Some of their arguments have merit. US presidential elections are fought on a state-by-state basis, and analysts say Democrats will have to win three states out of Michigan, Wisconsin, Pennsylvania and Florida. Analysts say Sanders' stand against fracking dooms him in Pennsylvania and previous praise for Fidel Castro's Cuba will sink him in Florida.
Local sensitivities matter. Texas Sen. Ted Cruz discovered it the hard way when he tried to wean Iowa farmers off ethanol subsidies during his presidential campaign in 2016. It went down like a lead balloon, and sank his campaign with it.
On the national level, Sanders' backing for Medicare for All, which will abolish private insurance, is giving establishment Democrats nightmares. Polls show Obamacare is popular and healthcare is a winning issue for Democrats, but voters are wary about Sanders' position.
Some of Sanders' critics clearly have an axe to grind. Andrew Sullivan's argument in New York magazine raising the spectre of Labour leader Jeremy Corbyn's disastrous defeat in recent UK politics is patently false: The problem for Labour wasn't Corbyn, it was Brexit, which divided the party right in the middle with young, urban supporters against it while rural and working-class supporters backing it.

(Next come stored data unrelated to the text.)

Issue #1022, opened 2025-05-11
Make object ID omittable in datagrams


vasilvv:
Given the nature of datagrams, I expect datagrams to be mostly used in group-per-object use cases, where people would typically set object ID to zero.  Since we're already taking bits from type field, and type field in datagrams is particularly uninteresting, I think it would make sense to add a bit for setting object ID to zero.

gloinul:
I thought that someone at the interim talked about actually have groups also for audio that align with the video join points. I understand that in practice on the audio track one would be able to join at any point. And the application might even use the knowledge that it can start at any object, but the relevant information is have group ID for all audio objects matching the segment. 

Having said that if there are sufficient interest in being able to set object ID to zero in datagrams it can clearly be implemented.

martinduke:
Related to #877, so not too late

fluffy:
I like the idea of having a low bandwidth way for datagrams to say object ID went up by one, or group ID went up by one. 

How does this work when datagrams are delivered out of order ?

fluffy:
+1

Issue #877, opened 2025-03-27
Pack the bits


martinduke:
Individual comment:

There are tons of variable fields in some of these messages that take up a whole byte to communicate 1-2 bits of information. These can at least be consolidated, and in many cases can be brought directly into the message type byte. This saves a bandwidth and eliminates error cases for invalid values.

Another possibility is to push more of this into parameters.

For example:
SUBSCRIBE has 3 filter types (maybe going to 5) and 3 possible Group Orders, for 9-15 possible configs. If ranges are a rare 

special case, they could become parameters.

SUBSCRIBE_OK needs 1 bit for group order and 1 for content exists.

SUBSCRIBE_UPDATE updates up to 4 properties of the subscribe (counting all parameters as one priority), but all the fields are included. Assuming one property is being updated in most messages, this could be more compact by making each property a parameter.

FETCH has three types with very different fields, as well as three values for group order, for 9 possible configurations encoded in 2 bytes.

FETCH_OK: one bit for group order and one for end of track.

martinduke:
I would not object to parking this until message formats have settled a bit, although I would be equally happy to address it now.

afrind:
I'm not sure how hard we need to work to pack control messages, but we should pack data streams as much as we can.

afrind:
Suggestion from @ianswett - Specify a default publisher priority for all datagrams/subgroups in a subscription (included in PUBLISH and SUBSCRIBE_OK) and allow the publisher to omit Priority field -- especially effective for datagram tracks that never change priority.

afrind:
Notes from #1215

In the SUBSCRIBE or TRACK_STATUS message, we have two 8-bit fields Group Order and Forward, wherein Group Order only has three valid values and Forward only has two valid values. It would be sufficient to use just one byte for the two fields, by specifying 2 bits for Group Order and 1 bit for Forward, and possibly reserve the other 5 bits for future uses.

Similarly for the following:

Group Order and Content Exists in SUBSCRIBE_OK, PUBLISH, and TRACK_STATUS_OK
Forward and Group Order in PUBLISH_OK
Group order and End Of Track in FETCH_OK

yekuiwang:
Let me also have #1212 mentioned here, which is related.

yekuiwang:
> Notes from [#1215](https://github.com/moq-wg/moq-transport/issues/1215)
> 
[...]

PR #1055, opened 2025-06-23
Use a bit in Datagram Type to convey Object ID = 0

afrind:
Fixes: #1022

### DIFF
--- a/draft-ietf-moq-transport.md
+++ b/draft-ietf-moq-transport.md
@@ -3303,7 +3303,7 @@ OBJECT_DATAGRAM {
   Type (i) = 0x0-0x4,
   Track Alias (i),
   Group ID (i),
-  Object ID (i),
+  [Object ID (i),]
   Publisher Priority (8),
   [Extension Headers Length (i),
   Extension headers (...)],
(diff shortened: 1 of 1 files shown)


draft-ietf-moq-transport.md
```diff
@@ -3303,7 +3303,7 @@ OBJECT_DATAGRAM {
   Type (i) = 0x0-0x4,
```
```suggestion
  Type (i) = 0x0-0x7,
```

draft-ietf-moq-transport.md
```diff
@@ -3300,10 +3300,10 @@ An `OBJECT_DATAGRAM` carries a single object in a datagram.
 
 ~~~
 OBJECT_DATAGRAM {
-  Type (i) = 0x0-0x4,
+  Type (i) = 0x0-0x7,
   Track Alias (i),
   Group ID (i),
-  Object ID (i),
+  [Object ID (i),]
   Publisher Priority (8),
```
ianswett, line 3293: Sidenote: Expecially for datagrams, it seems very wasteful to always specify the Publisher Priority.  Is there an issue to fix that?

ianswett (approved):

draft-ietf-moq-transport.md
afrind: I put a note in #877

suhasHere (approved):

afrind:
Dang it.  This overlaps code points with OBJECT_DATAGRAM_STATUS (0x4/0x5).

We need to move OBJECT_DATAGRAM_STATUS higher in the space (eg: 0x20..0x21).  Maybe it also makes sense to recombine the two messages, eg:

```
OBJECT_DATAGRAM {
  Type (i),
  Track Alias (i),
  Group ID (i),
  [Object ID (i),]
  Publisher Priority (8),
  [Extension Headers Length (i),
  Extension headers (...),]
  [Object Payload (..) | Object Status (i)]
}
```

Where (for example) bit 5 indicates status/payload and bit 0 still indicates extensions present.

vasilvv (approved):

draft-ietf-moq-transport.md
```diff
@@ -3322,6 +3330,10 @@ Extension Headers Length is present.  If an endpoint receives a datagram with
 Type 0x01 and Extension Headers Length is 0, it MUST close the session with
 Protocol Violation.
 
+For Type values where Object ID Present is No, Object ID is not present and the
+Object has ID zero.  When Object ID Present is Yes, Object ID is present and
+contains the Object ID.
```
ianswett: nit:
```suggestion
For Type values where Object ID Present is No, the Object ID field is omitted
and the Object ID is 0.  When Object ID Present is Yes, the Object ID field is
present and encodes the Object ID.
```

ianswett (approved):
One editorial suggestion, but feel free to ignore it.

Among members of Congress, there is a curious divergence. Several Democratic House members in more conservative constituencies are distancing themselves from Sanders, but Politico reported that Democratic senators seem okay with a possible Sanders candidacy. David Wasserman, a veteran Congressional district analyst, thinks even House Democrats have little to fear about a Sanders candidacy.
Political scientist Rachel Bitecofer, an election forecaster who shot into the limelight with her uncannily accurate prediction of the Democratic victory in the 2018 House elections, has already stuck her neck out and predicted a Democratic victory in the 2020 US presidential elections.
It is driven, she says, by a phenomenon political scientists call "negative partisanship." In a supreme twist of irony, it is Trump himself who will help Democrats win the presidency.
"The complacent voting ranks of 2016 who believed (at the energetic prompting of polls and pundit forecasts) that Donald Trump could never be president have been replaced by the terrified electorate of 2020," Bitecofer writes in The New Republic. "These voters know all too well the hazards of granting great power to a figure like Trump and view the president as a Terminator-like political figure who simply can't be stopped." She adds: "Trump has a basic math problem. As the electorate is currently constituted, there are more potential Democratic voters out there than there are Republican, and not just in California. There are more in the Midwest and in the Sun Belt. There are so many more in Virginia and Colorado that both states have moved off the swing state map….
"The 2020 election will be a battle of the bases, with nothing less than the country's survival as a functional democracy on the ballot."
So, will Sanders have the last laugh after all?
Ashfaque Swapan is a contributing editor for Siliconeer, a digital daily for South Asians in the United States.